America Needs to Break Its Addiction to Fear
I’m not sure when Americans got scared. Maybe the indigenous tribes of the plains spent evenings huddled in their teepees telling stories of twisted night creatures, maybe the nomads who trekked across that bridge from Russia to Alaska were running away from something. Whatever the case, by the time the white people showed up from across the sea and started putting women on trial for witchcraft and convincing themselves the natives were conspiring with Satan, fear was firmly established as the ruler of the continent and it hasn’t left since. The national anthem, like most of what you learn in elementary school, is mostly lies—forget the brave and the free, we’re the land of the terrorized, the home of the perpetually panicked.
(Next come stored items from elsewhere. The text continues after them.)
Issue #65, opened 2016-05-18
Normal for the prism's bezier spline mode is reversed from other spline types & lathe uses.


wfpokorny:
The issue is that the normal for the prism bezier spline is reversed from all other spline uses in both lathes and prisms. See the attached tarball for the README, test cases, some pre-rendered.

[PrismBezierNormalFlipped.tar.gz](https://github.com/POV-Ray/povray/files/271192/PrismBezierNormalFlipped.tar.gz)

wfpokorny:
New version of test cases where both prism ends are visible to the camera given the discovery here: 

http://news.povray.org/57533e83%40news.povray.org

[PrismBezierNormalFlipped_V0.1.tar.gz](https://github.com/POV-Ray/povray/files/299339/PrismBezierNormalFlipped_V0.1.tar.gz)

LeForgeron:
There is two issues, separate:
* the orientation of bezier_spline prism's side normal
* for all prism, the lower face has the same orientation as the upper face, so interior_texture is doomed to fail.

wfpokorny:
Let us add a third normals issue to this github issue...

* The normals for sides of text objects is also flipped from what it should be. In searches found this has been mentioned on and off in the news groups. 

In the attached image we should not see the red interior texture at all, but we do on the text object sides. 

![textobjectsidenormalflipped](https://cloud.githubusercontent.com/assets/15925553/24864115/2f7dd0be-1dd1-11e7-8031-9e3e7a95d6a6.jpg)

LeForgeron:
For the text object, It might be fixed with 

https://github.com/LeForgeron/povray/commit/2595932240ea8caa99b2a9c610c8af9d90ff0558

(yep, it is !)

wfpokorny:
Thanks  Jérôme. Now that you mention it I do remember your version of POV-Ray getting this fix...  I did it in my pull request as an afterthought to the performance changes which where my primary interest.

wfpokorny:
Closing. 

Ran all the tests again plus additional text cases to look at the normal changes there and all is fixed with e7aac79. 

For anyone picking up these tests again note a few stacked ring orthographic camera ones are noisy at the edges. Further there have been change from say v370 to v380 - the ambient default for example which affects the test case results herein.

PR #271, opened 2017-04-10
Fixing text object side normals. Improving performance.

wfpokorny:
Varies with font, but with longer strings text object performance
5-20% better. Where using inside object tests specifically and
heavily have seen as much as 2-3x better performance.

Some general code clean up too. Eliminated all but one goto statement
in truetype.cpp. Re-worked very old code which looked to be optimized
for CPUs without floating point capability.

This pull requests addressed the text object normal flip of issue #65.

### DIFF
--- a/source/core/shape/truetype.cpp
+++ b/source/core/shape/truetype.cpp
@@ -10,7 +10,7 @@
 /// @parblock
 ///
 /// Persistence of Vision Ray Tracer ('POV-Ray') version 3.7.
-/// Copyright 1991-2016 Persistence of Vision Raytracer Pty. Ltd.
+/// Copyright 1991-2017 Persistence of Vision Raytracer Pty. Ltd.
 ///
 /// POV-Ray is free software: you can redistribute it and/or modify
 /// it under the terms of the GNU Affero General Public License as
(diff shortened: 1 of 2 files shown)


c-lipka:
I don't know if it's worth optimizing the actual TTF raytracing code; after all, it is redundant anyway, as we could instead convert any `text` objects to cubic spline `prism` primitives internally.

wfpokorny:
While long term I agree with 'core-prism' code long term for prisms, fonts and eventual svg (spline) support, I see less than complete redundancy of text objects with prisms - especially in the near term.  

For example, by far the biggest gains - the ones which can easily be 2x and more for what I'm doing - come from the range pre-filter on the text string as 'generated glyph ' during the point inside_glyph checking. The range pre-filter comes with a penalty at one glyph (1 character) and ever larger gains as the number of glyphs/characters increases. The penalty is generally not attractive for the prisms I've used or those imported from say inkscape. Might we do something like create internal single character text objects within text objects (adding these the the search structures) on the fly - I suppose, but I'm not up for that work any time soon. Doing some of the pre-filter work on text object creation at the expense of storage might work too, but gets complicated and I want to do other work.  

Is the sweep method compatible - I wasn't sure. A text object built on the prism code should perhaps enable the prism taper / clamp in z capability.  

I look at the truetype code and I think we should have on the list to gut the entirety of it and use instead  some other open source package for the front end - freetype.org or that popular package on github(1) the name of which escapes me? As you know a lot is not properly supported in the code for modern fonts / additional font formats. 

(1) - This package has some 2D rectangle packing to font characters code which could make for very fast inside_object tests and which I think would work well with our current string to glyph method. I've lots of ideas :-), not enough time and sadly C++ skills which won't be up to bigger refactoring jobs for a long while yet.          

Sorry for getting long-winded. Please feel free to use parts (normal fix is simple?) or to close this pull request entirely. I'll be using this code no matter myself pending anything better for other work I want to do. 

Aside: Perhaps we should open some general area of discussion issues as a place to discuss long term ideas? "Text object font support," "svg support," "replacement editor," and so on. Might let us close out smaller sub issues for subject matter specific ones maintaining a list of ideas, feature requests all in one place.

wfpokorny:
Closing this request as normal fix manually picked up by Christoph and mostly to avoid pointless build checks as I rebase for my own work. Code clean up and performance portion can be addressed - or not - after 3.8 released and master moves to 3.8.1.

Issue #285, opened 2017-04-30
Port of FS243 - Sphere sweep behaves wrong when scaled


wfpokorny:
http://bugs.povray.org/task/243  (Simon (infoised))

(When scaled with identical negative values for x,y,z as in scale -1)

(also sphere_sweep related: #59, #147 #287)

---------------
Details:

The sphere_sweep renders well when specified directly, but when it is scaled, its bounding box is calculated incorrectly, which clips the object so it almost disappears.

The effect is present for all three types of splines.

I'm attaching a test scene and the rendering result. The saving of the object with #declare has no effect, I just wanted to show both transformed and untransformed version.

I don't think this issue is related to other artifacts occurring with sphere_sweep, as it is obviously an issue of the internal bounding box.
   fig_bug_sweep.png (7 KiB)
   fig_bug_sweep.pov (0.7 KiB)

See zip file:
[FS243.zip](https://github.com/POV-Ray/povray/files/966768/FS243.zip)

---------------
Comments:

---
Comment by Thorsten Fröhlich (thorsten) - Monday, 28 May 2012, 00:03 GMT+5

The bounding of spline-based sphere sweeps never worked right and it known to have many bugs, in particular because the bounding box does not correctly consider splines were the curve extends beyond the control points. Transformations just make the problems more apparent. The best solution is to manually bound sphere-sweeps.

---
Comment by Simon (infoised) - Monday, 25 February 2013, 21:27 GMT+5

Found the error. It's an easy fix. The SphereSweep::Scale has a special case for scaling if scaling is uniform: it simply multiplies all vectors AND ALL RADII by the scaling factor. This makes radius negative for negative scaling factors, which makes the bounding box shrink instead of grow. The code should be

```
void SphereSweep::Scale(const VECTOR Vector, const TRANSFORM *tr)
{
if((Vector[X] != Vector[Y]) || (Vector[X] != Vector[Z]))
{
        if(Trans == NULL)
                Trans = Create_Transform();
}

if(Trans == NULL)
{
        for(int i = 0; i < Num_Modeling_Spheres; i++)
        {
                VScaleEq(Modeling_Sphere[i].Center, Vector[X]);
                Modeling_Sphere[i].Radius *= fabs(Vector[X]); /*missing absolute value*/
        }
        Compute();
        Compute_BBox();
}
else
Transform(tr);
}
```

This fixes the bounding box for linear_spline (linear splines never stick out of their bounding box, so they don't have the same problems as the other types).

[...]

PR #286, opened 2017-04-30
Adopting Simon's fix for sphere_sweep scaling issue #285.

wfpokorny:
Reported originally as flyspray issue FS243.


c-lipka:
The proposed fix breaks down for cases where the user deliberately specifies some radii as positive and some as negative for effect (creating a "pinch" in between the corresponding control points), as it will force all radii to have the same sign in such a case.

I've checked in a different solution by now.

PR #288, opened 2017-05-02
Restoring 3.6 user bounding control.

wfpokorny:
The ini options Bounding=off, Bounding_Threshold=n and
the command line options -MB, -MBn turning automatic
bounding off will again function.

This commit fixes the remaining bounding control issues reported in issue #59.

The following test scene when run with -mb will now render the badly auto-bounded cubic sphere_sweep correctly.

```
#version 3.7;

// povray -mb <this_pov_scene_filename>
//
// Note: This test depends on the sphere_sweep generating
// bad bounding so it only renders correctly if POV-Ray
// bounding is completely off.
//

global_settings { assumed_gamma 1 }
camera {
    location <0.0, 1.5, -8.5>
    look_at <0.0, 1.5, 0.0>
    angle 29
}
light_source { <-4.562, 10.625, -7.902>, rgb 1 }

#declare R = 0.07;

sphere_sweep {
    cubic_spline 6,
    <1, -1>, R,
    <-1, -1>, R,
    <-1, 1>, R,
    <1, 1>, R,
    <1, -1>, R,
    <-1, -1>, R
    pigment { red 1 }
    translate <0,1.5,0>
}

sphere { <0.0, 1.9, 0.0>, 0.05 pigment { green 1 } }
sphere { <0.0, 1.7, 0.0>, 0.05 pigment { green 1 } }
sphere { <0.0, 1.5, 0.0>, 0.05 pigment { green 1 } }
sphere { <0.0, 1.3, 0.0>, 0.05 pigment { green 1 } }
sphere { <0.0, 1.1, 0.0>, 0.05 pigment { green 1 } }
```

### DIFF
--- a/source/core/render/trace.cpp
+++ b/source/core/render/trace.cpp
@@ -8,7 +8,7 @@
 /// @parblock
 ///
 /// Persistence of Vision Ray Tracer ('POV-Ray') version 3.7.
-/// Copyright 1991-2016 Persistence of Vision Raytracer Pty. Ltd.
+/// Copyright 1991-2017 Persistence of Vision Raytracer Pty. Ltd.
 ///
 /// POV-Ray is free software: you can redistribute it and/or modify
 /// it under the terms of the GNU Affero General Public License as
@@ -339,12 +339,13 @@ bool Trace::FindIntersection(ObjectPtr object, Intersection& isect, const Ray& r
         BBoxVector3d invdir;
         BBoxDirection variant;
 
-        Vector3d tmp(1.0 / ray.GetDirection()[X], 1.0 / ray.GetDirection()[Y], 1.0 /ray.GetDirection()[Z]);
+        Vector3d tmp(1.0 / ray.GetDirection()[X], 1.0 / ray.GetDirection()[Y], 1.0 / ray.GetDirection()[Z]);
         origin = BBoxVector3d(ray.Origin);
         invdir = BBoxVector3d(tmp);
         variant = (BBoxDirection)((int(invdir[X] < 0.0) << 2) | (int(invdir[Y] < 0.0) << 1) | int(invdir[Z] < 0.0));
 
-        if(object->Intersect_BBox(variant, origin, invdir, closest) == false)
+        // Note: At leaf when called. Suspect not strictly needed. However, without slightly slower in performance.
+        if((object->Intersect_BBox(variant, origin, invdir, closest) == false) && (sceneData->boundingMethod != 0))
             return false;
 
         if(object->Bound.empty() == false)
@@ -392,12 +393,13 @@ bool Trace::FindIntersection(ObjectPtr object, Intersection& isect, const Ray& r
         BBoxVector3d invdir;
         BBoxDirection variant;
 
-        Vector3d tmp(1.0 / ray.GetDirection()[X], 1.0 / ray.GetDirection()[Y], 1.0 /ray.GetDirection()[Z]);
+        Vector3d tmp(1.0 / ray.GetDirection()[X], 1.0 / ray.GetDirection()[Y], 1.0 / ray.GetDirection()[Z]);
         origin = BBoxVector3d(ray.Origin);
         invdir = BBoxVector3d(tmp);
         variant = (BBoxDirection)((int(invdir[X] < 0.0) << 2) | (int(invdir[Y] < 0.0) << 1) | int(invdir[Z] < 0.0));
 
-        if(object->Intersect_BBox(variant, origin, invdir, closest) == false)
+        // Note: At leaf when called. Suspect not strictly needed. However, without slightly slower in performance.
+        if((object->Intersect_BBox(variant, origin, invdir, closest) == false) && (sceneData->boundingMethod != 0))
             return false;
 
         if(object->Bound.empty() == false)
--- a/source/core/render/trace.cpp
+++ b/source/core/render/trace.cpp
@@ -331,6 +331,20 @@ bool Trace::FindIntersection(Intersection& bestisect, const Ray& ray, const RayO
     return false;
 }
 
+
+// The following Trace::FindIntersection functions are never called on
+// bounding hierarchy leaves; rather only called when not traversing the
+// bounding hierarchy:  Either to compute the intersections with infinite
+// objects if they're not already accounted for by the bounding hierarchy
+// chosen, or because bounding is disabled entirely, or because only the
+// intersections with one particular object are of interest (e.g.  the
+// projected_through object of a light source, but also the shadow caching
+// mechanism).
+//
+// In the former two cases it wouldn't be necessary to perform the bounding
+// box test, but in the latter case it is indispensable for good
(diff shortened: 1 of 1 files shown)


wfpokorny:
Christoph, I looked at the travis-cl fail here, but it looks to me like it might have been something internal to a travis-ci script.

c-lipka:
I'm worried that this change might fall short: Aside from `FindIntersection()` in `trace.cpp`, there are other places in the code that also use `Intersect_BBox()` without checking the `boundingMethod` parameter, most notably the `Find_Intersection()` set of functions in `object.cpp` (which do not have access to the scene data).

source/core/render/trace.cpp
```diff
@@ -339,12 +339,13 @@ bool Trace::FindIntersection(ObjectPtr object, Intersection& isect, const Ray& r
...
         BBoxDirection variant;
 
-        Vector3d tmp(1.0 / ray.GetDirection()[X], 1.0 / ray.GetDirection()[Y], 1.0 /ray.GetDirection()[Z]);
+        Vector3d tmp(1.0 / ray.GetDirection()[X], 1.0 / ray.GetDirection()[Y], 1.0 / ray.GetDirection()[Z]);
         origin = BBoxVector3d(ray.Origin);
         invdir = BBoxVector3d(tmp);
         variant = (BBoxDirection)((int(invdir[X] < 0.0) << 2) | (int(invdir[Y] < 0.0) << 1) | int(invdir[Z] < 0.0));
 
-        if(object->Intersect_BBox(variant, origin, invdir, closest) == false)
+        // Note: At leaf when called. Suspect not strictly needed. However, without slightly slower in performance.
```
c-lipka: As a matter of fact, this function is _never_ called on bounding hierarchy leaves; it is only called when _not_ traversing the bounding hierarchy: Either to compute the intersections with infinite objects if they're not already accounted for by the bounding hierarchy chosen, or because bounding is disabled entirely, or because only the intersections with one particular object are of interest (e.g. the `projected_through` object of a light source, but also the shadow caching mechanism).

In the former two cases it wouldn't be necessary to perform the bounding box test, but in the latter case it is indispensable for good performance.

source/core/render/trace.cpp
```diff
@@ -392,12 +393,13 @@ bool Trace::FindIntersection(ObjectPtr object, Intersection& isect, const Ray& r
...
```
c-lipka: See above.

source/core/render/trace.cpp
```diff
@@ -339,12 +339,13 @@ bool Trace::FindIntersection(ObjectPtr object, Intersection& isect, const Ray& r
...
+        if((object->Intersect_BBox(variant, origin, invdir, closest) == false) && (sceneData->boundingMethod != 0))
```
c-lipka: Due to the bounding method test being significantly less expensive than the bounding box intersection test, I would lean towards swapping around the two tests.

source/core/render/trace.cpp
wfpokorny: Thanks for digging and explaining in detail. I didn't understand why this bbox test helped performance but the use in the latter two situations explains it. I'll update the 'Note:' in one of the two functions to be more or less your comment & given it's longish, reference the note in the other.

source/core/render/trace.cpp
wfpokorny: Hmm. Functionally the same so I have no objection. However, I intentionally ordered it with the bounding method test second because the test in normal use(1) will be true and unimportant when the bbox test is false. In other words, in normal use both the bounding method test and the bbox test will have to be done, if the method test is first, while ordered as it is, a lazy evaluation is possible when the bbox test is false.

That’s a sweeping, simplistic generalization, but it’s hard to find another explanation for what New Jersey and New York governors Chris Christie and Andrew Cuomo did over the weekend in response to New York City’s first Ebola case. First they announced that health-care workers returning from the West African countries affected by the deadly disease would be placed in quarantine for 21 days, a policy they implemented apparently without consulting the White House. The first person to be affected by this was nurse Kaci Hickox, who was detained on Friday after landing in New Jersey and described her confusing, bizarre experience dealing with the authorities in an account for the Dallas Morning News:
I am scared about how health care workers will be treated at airports when they declare that they have been fighting Ebola in West Africa. I am scared that, like me, they will arrive and see a frenzy of disorganization, fear and, most frightening, quarantine.
[…]
I sat alone in the isolation tent and thought of many colleagues who will return home to America and face the same ordeal. Will they be made to feel like criminals and prisoners?
By Sunday night, after suffering slings and arrows of deserved criticism, Cuomo and Christie were backtracking as only experienced politicians can. The New York governor said that medical workers like Hickox would be allowed to quarantine themselves in their homes and would be compensated by the government for any income they lost as a result of three weeks of house arrest, while also praising people who volunteered to help the sick and needy in West Africa for their “valor” and “compassion.”